■ **Exercise prompt**: All lines in the data below carrying the string "true" are to be located and copied.
──────── Listed entries ────────
PR #89327, opened 2021-09-28
Pick one possible lifetime in case there are multiple choices

oli-obk:
In case a lifetime variable is created, but doesn't have an obvious lifetime in the list of named lifetimes that it should be inferred to, just pick the first one for the diagnostic.

This happens e.g. in

```rust
fn foo<'a, 'b>(a: Struct<'a>, b: Struct<'b>) -> impl Trait<'a, 'b> {
    if bar() { a } else { b }
}
```

where we get a lifetime variable that combines the lifetimes of `a` and `b` creating a lifetime that is the intersection of both. Right now the type system cannot express this and thus we get an error, but that error also can't express this.

I can also create an entirely new diagnostic that mentions all involved lifetimes, so it would actually mention `'a` and `'b` instead of just `'b`.

### DIFF
--- a/src/test/ui/impl-trait/multiple-lifetimes/ordinary-bounds-unrelated.nll.stderr
+++ b/src/test/ui/impl-trait/multiple-lifetimes/ordinary-bounds-unrelated.nll.stderr
@@ -4,7 +4,11 @@ error[E0700]: hidden type for `impl Trait` captures lifetime that does not appea
 LL | fn upper_bounds<'a, 'b, 'c, 'd, 'e>(a: Ordinary<'a>, b: Ordinary<'b>) -> impl Trait<'d, 'e>
    |                                                                          ^^^^^^^^^^^^^^^^^^
    |
-   = note: hidden type `Ordinary<'_>` captures lifetime '_#9r
+note: hidden type `Ordinary<'b>` captures the lifetime `'b` as defined on the function body at 16:21
+  --> $DIR/ordinary-bounds-unrelated.rs:16:21
+   |
+LL | fn upper_bounds<'a, 'b, 'c, 'd, 'e>(a: Ordinary<'a>, b: Ordinary<'b>) -> impl Trait<'d, 'e>
+   |                     ^^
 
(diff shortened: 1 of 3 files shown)


jackh726:
@nikomatsakis I think this was precisely the kind of example I was thinking of during the discussion of #89056

wesleywiser:
> I can also create an entirely new diagnostic that mentions all involved lifetimes, so it would actually mention `'a` and `'b` instead of just `'b`.

I think that would be ideal but I'm also happy to merge this and put an issue in to improve it later.

wesleywiser (approved):

oli-obk:
@bors r=wesleywiser

I'll open an issue

src/test/ui/impl-trait/multiple-lifetimes/ordinary-bounds-unrelated.nll.stderr
```diff
@@ -4,7 +4,11 @@ error[E0700]: hidden type for `impl Trait` captures lifetime that does not appea
 LL | fn upper_bounds<'a, 'b, 'c, 'd, 'e>(a: Ordinary<'a>, b: Ordinary<'b>) -> impl Trait<'d, 'e>
    |                                                                          ^^^^^^^^^^^^^^^^^^
    |
-   = note: hidden type `Ordinary<'_>` captures lifetime '_#9r
+note: hidden type `Ordinary<'b>` captures the lifetime `'b` as defined on the function body at 16:21
```
lqd, line 7: (This is pre-existing) 

This message mentions `Ordinary<'b>` here as a "hidden type", shouldn't this be "hidden type `impl Trait`" instead, or am I misunderstanding this diagnostic ?

oli-obk: You are completely right.

We should completely rewrite the diagnostics around TAIT in general... they are all not too helpful. I'll open an issue to track the various ways in which it is not great

PR #1, opened 2010-09-21
Add support for earlier version of PHP5

j4mie:
This just removes the one place where a closure is used in the main Slim class, and provides an example bootstrap-php5.php file. For those of us not yet using PHP5.3.

### DIFF
--- a/bootstrap-php5.php
+++ b/bootstrap-php5.php
@@ -1,0 +1,45 @@
+<?php
+
+require('slim/Slim.php');
+
+/* INIT SLIM */
+
+Slim::init();
+
+/* CALLBACKS */
+
+Slim::before('example_before');
+function example_before() {
+	Slim::response()->write('Before!');
+}
+
+Slim::after('example_after');
+function example_after() {
+	Slim::response()->write('After!');
+}
+
+/* ROUTES */
+
+Slim::get('/', 'get_example');
+function get_example() {
+	Slim::render('index.php');
+}
+
+Slim::post('/post', 'post_example');
+function post_example() {
+	echo '<br/><br/>Here are the details about your POST request:<br/><br/>';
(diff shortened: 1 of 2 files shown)


codeguy:
Just merged in your changes. After looking through the new code, I figure Slim should now work with PHP 4 >= 4.3, but I'm not entirely sure on this until someone can confirm. So for now I'm leaving the official version requirement as PHP >= 5.0. Thanks for your help on this!

j4mie:
Thanks for the merge! This is definitely PHP5 only, as PHP4 doesn't support `public`/`private`/`protected` visibility on methods/properties, doesn't support constructors named `__construct`, etc.

codeguy:
Yeah I don't know why I was thinking PHP 4.x would work. But I've since updated the class headers to clarify that PHP 5 is required. My next big step is probably going to be setting up PHPUnit and writing tests to improve test coverage.

kolanos:
I don't know if I would worry about <5.3 incompatibility. One of the things that would make Slim interesting is that it is 5.3+ and that it makes full use of the 5.3 features. Just my $0.02.

codeguy:
@Kolanos Thus far Slim works great with 5.3, making good use of anonymous functions. So if you are a 5.3 user, Slim will work great. However, if you are using < 5.3, Slim will still work but with a slightly less elegant syntax. So currently Slim will work either way. I think this is a good thing especially for those on shared hosts that are hesitant (or unable) to upgrade to 5.3 just yet. The only big thing Slim doesn't get from 5.3 is namespaces... but I'm not really convinced Slim needs them since Slim is only really intended for smaller web services. Down the road I may introduce a 5.3-only branch. But for now my goal is to let as many people as possible enjoy Slim. Thanks for your input! Let me know if you have any other questions.

PR #3, opened 2010-09-22
Multiple Router pattern support

lukemorton:
I was playing with slim and straight away wanted the same callable in use for two patterns. First I solved this with:
    function get_page($page = 'index')
    {
    }

```
Slim::get('/', 'get_page');
Slim::get('/:page', 'get_page');
```

Then I realised an array of patterns would be much more DRY:

```
Slim::get(array('/', '/:page'), function() {
});
```

But sometimes the arguments may be swapped about or completely different, so I added two methods to Router, Router::params() and Router::param(). This allows you to get hold of the params from within the callable, Router::param even lets you define a default.

Also I could not see the purpose in have two init functions, why not just have the view class definition as optional within the one init? So I have made that change also.

Great work so far though, seriously useful!!
Luke

### DIFF
--- a/slim/Router.php
+++ b/slim/Router.php
@@ -128,6 +128,26 @@ class Router {
 		}
 	}
 	
+	/**
+	 * Return the parameter names and values for this Route
+	 *
+	 * @return array
+	 */
+	public function params() {
+		return $this->params;
+	}
+
+	/**
+	 * Return a parameter or default if needed
+	 *
+	 * @return string
+	 */
+	public function param($key, $default = NULL) {
+		if (isset($this->params[$key])) {
+			return $this->params[$key];
+		}
+		return $default;
+	}
 }
 
 /**
@@ -189,7 +209,7 @@ class Route {
 	 */
 	public function __construct( $pattern, $method, $request, $callable, $conditions = array() ) {
 		
-		$this->pattern = ltrim($pattern, '/');
+		$this->pattern = $pattern;
 		$this->method = $method;
 		$this->request = $request;
 		$this->callable = $callable;
@@ -197,21 +217,34 @@ class Route {
 		$this->params = array();
 		$this->matched = false;
 		
-		//Extract URL params		
-		preg_match_all('@:([\w]+)@', $this->pattern, $paramNames, PREG_PATTERN_ORDER);
-		$paramNames = $paramNames[0];
+		// If pattern not an array, make it an array to work in foreach
+		if ( !is_array($this->pattern) ) {
+			$this->pattern = array($this->pattern);
+		}
 		
-		//Convert URL params into regex patterns, construct a regex for this route
-		$patternAsRegex = preg_replace_callback('@:[\w]+@', array($this, 'convertPatternToRegex'), $this->pattern);
-		$patternAsRegex = '@^' . $patternAsRegex . '$@';
-				
-		//Cache URL params' names and values if this route matches the current HTTP request
-		if( $this->method == $this->request->method && preg_match($patternAsRegex, $this->request->resource, $paramValues) ) {
-			array_shift($paramValues);
-			foreach( $paramNames as $index => $value ) {
-				$this->params[substr($value, 1)] = urldecode($paramValues[$index]);
+		foreach ($this->pattern as $_pattern) {
+			
+			// Pattern
+			$_pattern = ltrim($_pattern, '/');
+			
+			//Extract URL params
+			preg_match_all('@:([\w]+)@', $_pattern, $paramNames, PREG_PATTERN_ORDER);
+			$paramNames = $paramNames[0];
+	
+			//Convert URL params into regex patterns, construct a regex for this route
+			$patternAsRegex = preg_replace_callback('@:[\w]+@', array($this, 'convertPatternToRegex'), $_pattern);
+			$patternAsRegex = '@^' . $patternAsRegex . '$@';
+	
+			//Cache URL params' names and values if this route matches the current HTTP request
+			if( $this->method == $this->request->method && preg_match($patternAsRegex, $this->request->resource, $paramValues) ) {
+				array_shift($paramValues);
+				foreach( $paramNames as $index => $value ) {
+					$this->params[substr($value, 1)] = urldecode($paramValues[$index]);
+				}
+				$this->matched = true;
+				break;
 			}
-			$this->matched = true;
+		
 		}
 		
 	}
@@ -257,7 +290,6 @@ class Route {
 	public function params() {
 		return $this->params;
 	}
-	
 }
 
 ?>
--- a/slim/Slim.php
+++ b/slim/Slim.php
@@ -91,31 +91,25 @@ class Slim {
 		$this->settings = array();
 	}
 	
-	/***** INITIALIZERS (Choose One) *****/
+	/***** INITIALIZER *****/
 	
 	/**
 	 * Initialize Slim
 	 *
 	 * This instantiates the actual Slim app and sets a default
 	 * 404 Not Found handler.
+	 *
+	 * Optionally can set a view class on initialisation
 	 */
-	public static function init() {
+	public static function init($viewClass = NULL) {
 		self::$app = new Slim();
 		self::notFound(array('Slim', 'defaultNotFound'));
+		
+		if ( !is_null($viewClass) ) {
+			self::view($viewClass);
+		}
 	}
-	
-	/**
-	 * Initialize Slim with View
-	 *
-	 * Along with initializing Slim (see above), this also sets the View
-	 * class used to render templates.
-	 *
-	 * @param string $viewClass The name of the view class Slim will use
-	 */
-	public static function initWithView($viewClass) {
-		self::init();
-		self::view($viewClass);
-	}
+
 	
 	/***** ROUTING *****/
 	


codeguy:
Hi. Thanks a lot for your suggested changes. I agree 100% about the simplified Slim::init() function. An oversight on my part. As for the multiple patterns for one callable... I see what you mean but I want to think on it more tonight before I pull in the changes. Will comment here again once I pull. Thanks!

codeguy:
So here's what I'm thinking... Let's say you have two routes '/one' and '/two/:foo' where the second route expects a url param named "foo" as the second segment. Both should map to a single callable. Currently, URL params are passed into the callback function as parameters, in order of appearance. I would like to keep it this way. I also don't like the syntax of passing an array as the first parameter. It may be DRY but it just seems dirty from a syntax point of view. One of my goals with Slim is to keep the syntax clean and simple. What are your thoughts on this?

```
Slim::get('/one', '/two/:foo', function ($foo = NULL) {
    //Do something here
});
```

This way both routes map to the same callable, URL params are still available as callback parameters, and the syntax is cleaner. To accomplish this, you would only need to pop off the last parameter of Slim::get(), assuming it is the callable object. All previous parameters to Slim::get() are assumed to be route patterns. All of your other changes are great.

I also like your changes to Router, specifically having both Router::params and Router::param($key, $default)... I assume you intend these to be used like:

```
Slim::get('/one', '/two/:foo', function ($foo = NULL) {
    $fooFromFunction = $foo;
    $fooFromRouter = Slim::router()->param('foo', 'defaultFoo');
});
```

Correct? Let me know what you think! Thanks again for your help.

lukemorton:
I like it, it looks cleaner! It's still DRY with your solution the only problem that could arise is that if I held an array of routes somewhere I could not easily pass them to Slim::get(). Arrays are easy to throw more data into the as and when needed, even in a different location. However I think I'm being pedantic now and since what I was trying to achieve only needed two patterns it won't really affect me too much, it's just an array allows you to be slightly more dynamic.

As for the param() and params() method, they would allow you to do something like this in the routes:

```
Slim::get('/one/:foo', '/two/:bob', function () {
    Slim::router()->param('foo', 'defaultFoo');
    Slim::router()->param('bob', 'defaultFoo');
});
```

Two differently named route variables, and it simplifies working out the callable arguments.

Overall I'm happy with your vision of my suggestions so feel free to pull and modify, I'll take another look tonight.

Regards,
Luke

j4mie:
One possible thing to consider when implementing this:

I have been thinking about the idea of adding optional named routes and reverse routing to Slim for generating URLs in a DRY way.

This would work as follows. When defining your routes, you would pass an optional name for the route as the last argument:

```
Slim::get('/hello/:name', function ($name) {
    echo $name;
}, 'hello');
```

This name would be stored in the router. To use this, you could call:

```
Slim::reverse('hello', array('name' => 'Jamie');
```

This would substitute each of the values in the second parameter into the pattern associated with the route name. So it would return the string `/hello/Jamie`.

This means if you modify the pattern associated with your  functions, any URLs generated in your application would automatically change.

What do you think of this idea? Do you think it would be a useful addition? If so, how would this be impacted by the idea of mapping multiple patterns to the same view function? I can see several options here:
1. Simply disallow reversing patterns when multiple patterns are mapped to the same function.
2. Pass in an index into the (proposed) `reverse` function to reverse the patterns in order. So if your function is mapped to two patterns, `Slim::reverse('hello', array('name' => 'Jamie), 0)` would reverse the first, and `Slim::reverse('hello', array('name' => 'Jamie'), 1)` would reverse the second. Obviously, different arrays of arguments could be passed in to each one.
3. Name each _pattern_ separately, instead of each mapping. I'm not sure how the syntax for this would work yet. Perhaps (using codeguy's suggested syntax) the patterns passed as the first arguments to the mapping functions could (optionally) be arrays, containing both the function and the pattern:
   
   `Slim::get(array('/hello/:name', 'hello'), array('/hi/:name', 'hi'), function () { echo $name; });`

The last two options seem a bit too complex to me, so (assuming you like this proposal) maybe we should just go with the first one. Does anyone else have any better ideas?

More generally (and in response to the original idea), in the real world, how often are people likely to map the same function to multiple URLs? What are the use cases for this?

Jamie

lukemorton:
I like the idea of Slim::reverse, although perhaps it should be accessible through the Router object rather than Slim itself, i.e. `Slim::router()->reverse()`, although that is a bit more verbose it makes sense that it is part of the routing logic.

I would propose that reverse routing would work exactly like it does the right way round that is of this:

```
Slim::get('/foo/:bar', '/foo/:bar/:jar', function() {
    // ...
}, 'foo');
```

`Slim::reverse` would try to match the patterns in the order they are defined. So for no defined parameters the first route is always matched `Slim::reverse('foo')`. Where as `Slim::reverse('foo', array('foo' => 'something', 'jar' => 'something else'))` would match the second.

Real world cases are having varying routes use the same logic such as my initial use:

```
Slim::get('/', '/:page', function() {
    Slim::render(Slim::router()->param('page', 'index').'.php');
});
```

But this is also useful in many other applications where you have indexes, or optional levels of routing such as:

```
Slim::get('/:controller', '/:controller/:action', '/:controller/:action/:id', function() {
    // ...
});
```

Luke

j4mie:
That looks like a good solution. What would happen if two patterns had the same set of arguments?

I understand those use cases now. I think the basic problem is that anonymous functions are by definition not reusable, so you have to do everything you need to do with them right where they are defined. I suppose to keep Slim simple this would be the right approach.

One other quick idea that might be a possible solution here - if Slim allowed internal requests (invoking the routing system without making an actual HTTP request) then you could have a simple set of cascading routes that would accomplish what you need:

```
Slim::get('/', function () {
    Slim::internalRequest('/index');
});

Slim::get('/:page', function () {
    // Do your page processing here
});
```

Each route could then still have a separate name.

This would also have the added advantage of allowing HMVC (like Kohana 3).

lukemorton:
Two patterns with the same set of arguments? Then there should only be one pattern, unless I'm misunderstanding the question.

I think somewhat internal requests might be providing too much of a solution. Although a handy feature I'm not sure they are required at the moment, you could always redirect the request.

I love Kohana don't get me wrong, but this is a lightweight RESTful solution. If you need Kohana features, use Kohana.

Luke

j4mie:
I was thinking more along the lines of having the same function at two different URL prefixes - `/hello/:name` and `/hi/:name` for example. Maybe that wouldn't be very common though.

I agree 100% that Slim should be kept lightweight. I'm just trying to help think of the cleanest/simplest solution. The simple one-to-one mapping between callables and patterns does seem like a benefit that needs to be carefully thought about before changing things.

Sinatra takes the approach of using an array of routes: http://www.sinatrarb.com/faq.html#multiroute

If Slim does go down this road, I actually think codeguy's solution is cleaner in PHP's syntax. To address your concerns (passing an array of routes), Slim could support both approaches. If the first argument to the mapping functions is an array, Slim could iterate over it and map each pattern to the callable. If the first argument(s) are strings, it could pop off the callable and then map to each string. 

I can think of one possible problem (assuming reverse routing is added). The mapping function would just receive an array of arguments, all of which might be strings. The last argument might be a route name, or it might be a callable. How would it distinguish between the two? We can't use `is_callable` because it's quite possible that the route name might also be a valid callable..

lukemorton:
My pull request allowed an array of routes as Sinatra does, Josh requested that they each be an extra argument to the method which might look slightly cleaner but is less extensible. However I do not personally mind which way this decision is taken.

As for your reverse routing issue, I am not so sure... an array for patterns would solve this issue, however it is an issue on a piece of code that does not exist yet. I'm sure Josh will have an opinion :)

codeguy:
All nice ideas. Heading into work, but I'll think about this today and post my thoughts later tonight.

codeguy:
Hey guys,

After thinking a while on this... first, I completely agree about adding in named routes. This would make templating much easier; even if the routes themselves change, the URLs in the templates will remain consistent when using a helper method such as "url_for()" or something similar as you have already demonstrated.

However, I'm not entirely satisifed yet with the suggested implementations of having multiple routes tied to a single callback, all within a single Slim::get() call. It's getting too complicated, which is something I want to avoid at all costs. I don't intend for Slim to be the most advanced framework, but instead the most approachable and the easiest to use for 80% of use-cases. I'm ok if the extra 20% of the time you have to write a little extra code.

I would rather the burden of multiple routes with a single callback be placed on defining the multiple routes rather than condensing everything into a single Slim::get() call. It is very easy to define a separate function (regular or anonymous) which can be passed into each separate route definition. This would be DRY with regards to the single definition of the callback function. But each route would need to be defined separately, like this:

```
$callback = function ($name) {
    //Do something here
};
Slim::get('/hello/:name', $callback);
Slim::get('/hi/:name', $callback);
```

Of course, there is some duplication of effort here, but I think you retain readability and ease of use at the expense of a little extra effort. I of course will continue to think on this and if a better solution presents itself in the future I'll be sure to re-think this.

Now, for named routes. My near-future plans were to add an additional $opts parameter to Slim::get, Slim::post, Slim::put, and Slim::delete. This $opts paramater would be an array that, at the very least, could be used to define conditions for route parameters, like this:

```
Slim::get('/book/:id', $callback, array('name' => '\d+'));
```

This $opts parameter could of course be converted like this for further extensibility:

```
Slim::get('/book/:id', $callback, array(
    'conditions' => array('name' => '\d+')
);
```

So this leaves us with several options. We could always add 'name' as a key in the $opts array, like this:

```
Slim::get('/book/:id', $callback, array(
    'name' => 'show_book',
    'conditions' => array('name' => '\d+')
);
```

But this seems overly verbose if you only need to specify a name. Or we could generate a new first-class static function in Slim specifically for named routes, like this:

```
Slim::named('GET', 'show_book', '/book/:id', $callback);
```

The only additional requirement for this approach is the need to specify the HTTP request type as the first parameter and the name as the second parameter. What do you think?

lukemorton:
Perhaps to keep the simplicity of the REST specific methods you could allow the name to be specified as a string, however if you want to add more complex configuration you pass it as an array:

```
Slim::get('/book/:id', $callback, 'book');
Slim::get('/book/:id', $callback, array(
    'name' => 'book',
    'conditions' => array('id' => '\d+')
));
```

This allows basic named functionality, along with more complex configuration which would be fairly complex anyway. Since how would you specify advanced options to the Slim::named()? Yet another parameter? IMO it breaks away from a RESTful orientation to have another function not named after it's HTTP request type i.e. Slim::named().

Alternatively you could return an object from Slim::get() so that you could call methods against it for further configuration, i.e.

```
Slim::get('book/:id', $callback)
    ->name('book')
    ->conditions(array('id' => '\d+'));
```

That seems cleaner, but obviously adds more logic to the core workings of Slim.

codeguy:
Great idea! I really like this idea:

```
Slim::get('book/:id', $callback)
    ->name('book')
    ->conditions(array('id' => '\d+'));
```

And it is more readable and still extendable. We could simply return the Route object from the Slim::get() method, and expose the new methods on the Route object. Anyone have any objections?

codeguy:
I'll mockup some code tonight on a separate branch and push it up when ready.

j4mie:
That's a lovely solution. I'm a big fan of fluent interfaces :)

This allows the basic case to be kept very simple, but allows as much extensibility for the future as we need. Great idea.

codeguy:
Hi guys. Just pushed a new branch called "named-routes". This is a major refactoring of the Router and Route code. Small changes were necessary in Slim so the route is returned from Slim::get, Slim::post, Slim::put, and Slim::delete, but nothing else. These changes also let me decouple Request from Route. I've added Route::name() and Route::conditions() as public instance methods. They work and are callable, but currently don't do anything just yet. My goals tomorrow evening are to get these two methods functional. Thanks!

codeguy:
I have pushed several commits which enable support for named routes and route regular expression conditions. See the bootstrap file for an example.

lukemorton:
Nice additions!

j4mie:
Looks great. My original attempt at implementing named routes was almost identical. 

Do you have a roadmap or some rough ideas for future additions? I'm guessing that increasing the test coverage will be the next priority..

codeguy:
Thanks! I'm going to manually update the View class as mentioned at the top of this thread rather than pull in the remote branch with a bunch of other changes that are no longer needed. Also, this is my first open source project, so I'm not really knowledgable with open source etiquette. I want to make sure credit is given where credit is due. So feel free to toss in some of your own @author doc comments whenever some of your own code is pulled in. I'm going to go ahead and close out this thread.

codeguy:
@j4mie Just missed your comment when closing the thread. My _very_ next step is to setup an account with some sort of online ticket system so we can organize what is getting done and by whom. Do you have any suggestions for online (hopefully free) ticketing software? Once that is setup, I'll put together a roadmap. And yes, test coverage is probably my next big task since the routing engine is fairly stable at this point. I've got the foundation in place with PHPUnit in the tests/ directory.

j4mie:
Why not just use Github Issues? Or maybe set up a wiki page for the roadmap, then promote each item to an issue when it comes time to implement it? As this thread shows, the issues system seems to work well as a discussion board for design/architecture ideas.

codeguy:
ha. Forest for the trees. Also my first time using GitHub for a big project, obviously :) Sounds good. I'll put together a road map tonight (you guys can do the same with features you'd like to see in Slim) and we can compare notes when ready. Thanks!

codeguy:
I have opened a new issue at http://github.com/codeguy/Slim/issues/issue/5 where we can start discussing Slim's RoadMap.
────────
■ **Expected answer**:
+				$this->matched = true;
-			$this->matched = true;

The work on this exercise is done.